The table below summarizes the functional scope of the Open Document Format currently covered by this test suite.
|1. Simple word processing||Incomplete|
|2. Basic tables||Complete|
|4. Basic accessibility||Not covered||Because ODG files are not supported|
|5. Footnotes, headers, and footers||Complete|
|7. Bibliography entries||Not covered||Not covered by the original test suite|
|8. Ruby text||Not covered||Not covered by the original test suite|
|9. Headers and footers||Complete|
Sometimes whether to extract or not a certain field is unclear; for instance the author's name maybe left untranslated, but it may be useful too to add the phonetic translation to the original name. Our general policy for these unclear cases has been: *when in doubt, translate*.

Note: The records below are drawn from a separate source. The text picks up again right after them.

Issue #260, opened 2023-10-01
Probe::guess_file_type() fails for some MP3 files


uklotzde:
### Reproducer

Fails: `Probe::new(BufReader::new(File::open("/tmp/test.mp3").unwrap())).guess_file_type()`
Succeeds: `Probe::open("/tmp/test.mp3")`

### Summary

`Probe::guess_file_type()` fails for some MP3 files.

### Expected behavior

If opening (and reading) a file path directly works then `Probe::guess_file_type()` must not fail.

uklotzde:
Workaround: `.options(ParseOptions::new().max_junk_bytes(usize::MAX))`

Serial-ATA:
So the default junk search window is 1024 bytes, which in most cases should be enough.

Is the data at the start of your files junk? And if so, does it really occupy so much space that 1024 bytes isn't big enough?

`Probe::open` is going to simply look at the `.mp3` extension to guess the file type and pass it directly to `MpegFile::read_from`, which is more lenient in that it has no maximum for junk bytes allowed. `Probe::guess_file_type` will only be able to search what you allow it to.

If the data is junk, there's not anything that can really be done here.

uklotzde:
I have found a bunch of files that are affected. The inconsistent behavior may affect and confuse users. Not unlikely that those files appear in the wild more often.

Unfortunately, I don't have a solution other than using a custom, unlimited look-ahead as a workaround. I need file type specific pre/post-actions during the import and have no choice other than using `guess_file_type()` for the dispatch.

uklotzde:
Possible solution: Unconditionally use `max_junk_bytes = usize::MAX` for known and supported file extensions to reduce the chance for false negatives.

Serial-ATA:
The problem with increasing the junk window is that it becomes much more expensive for users who are simply reading all files in a directory, for example. Now, more time will be spent trying to determine the formats of non-audio/unsupported formats in the directory, as it will exhaust the window, copying all of the bytes, until it ultimately determines it isn't valid.

Having multiple files that are so heavily packed with junk seems odd. Do you know if the data is actually junk or is it something like a tag that just isnt supported?

uklotzde:
> Do you know if the data is actually junk or is it something like a tag that just isnt supported?

I could provide affected files for further analysis privately.

Serial-ATA:
Sure, you can send it to `serial AT [domain on my profile]`. Note there's a 25MB attachment limit.

[...]

PR #261, opened 2023-10-02
mp4: Skip unexpected or empty "data" ilst atoms

uklotzde:
Make use of `ParsingMode` and ignore invalid/unexpected `ilst` atoms that could safely be ignored.

I found a few affected files that are accepted by other MP4 parsers.

PS: It would be cool to include this in a v0.16.1 release soon.

### DIFF
--- a/src/mp4/ilst/read.rs
+++ b/src/mp4/ilst/read.rs
@@ -10,11 +10,16 @@ use crate::mp4::ilst::atom::AtomDataStorage;
 use crate::mp4::read::{skip_unneeded, AtomReader};
 use crate::picture::{MimeType, Picture, PictureType};
 use crate::util::text::utf16_decode;
+use crate::ParsingMode;
 
 use std::borrow::Cow;
 use std::io::{Cursor, Read, Seek, SeekFrom};
 
-pub(in crate::mp4) fn parse_ilst<R>(reader: &mut AtomReader<R>, len: u64) -> Result<Ilst>
+pub(in crate::mp4) fn parse_ilst<R>(
+	reader: &mut AtomReader<R>,
+	parsing_mode: ParsingMode,
+	len: u64,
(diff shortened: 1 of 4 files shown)


src/mp4/ilst/read.rs
```diff
@@ -187,17 +202,32 @@ where
 		// We don't care about the locale
 		reader.seek(SeekFrom::Current(4))?;
 
-		let content_len = (data_atom.len - 16) as usize;
-		if content_len == 0 {
-			// We won't add empty atoms
-			return Ok(None);
```
uklotzde, line 193: This early return was wrong. The comment states that multiple "data" atoms could occur, but the function aborts on the first empty atom.

Serial-ATA:
Thanks! I'm not surprised atoms other than `data` can appear. Bunch of weird unspecified features of MP4 files with everyone doing their own thing.

I'll get 0.16.1 out after looking into #260.

uklotzde:
@Serial-ATA How about releasing v0.16.1 after various fixes have been merged?

Serial-ATA:
I was going to release 0.16.1 after looking into that UTF-16 multi-value frame issue that was a part of #260. I just haven't been able to come up with a good solution yet.

uklotzde:
> I was going to release 0.16.1 after looking into that UTF-16 multi-value frame issue that was a part of #260. I just haven't been able to come up with a good solution yet.

How do you extract the sample test data from the files?

Creating a draft PR with a failing test could be a good starting point for anyone to pick this up.

Serial-ATA:
I just use a hex editor to either create tags by hand or just strip them out of files. 

It may be beneficial to make a simple binary to dump out all of the tags. That would save people from having to do that or email me their assets. Can't say when/if I'll get that done, though.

Can we perhaps support different “levels”? A level for “definitely translate” and another for “maybe translate”? Friedel 2008/07/30 07:44
Segmentation defines how to split a paragraph into the sentences (translation units) that will make up the translation file (PO or XLIFF). There may be also different choices on how to do this. So far the choice for this test suite has been to split a sentence on the dot (.), semicolon (;), exclamation mark (!), question mark (?) and colon (:) characters.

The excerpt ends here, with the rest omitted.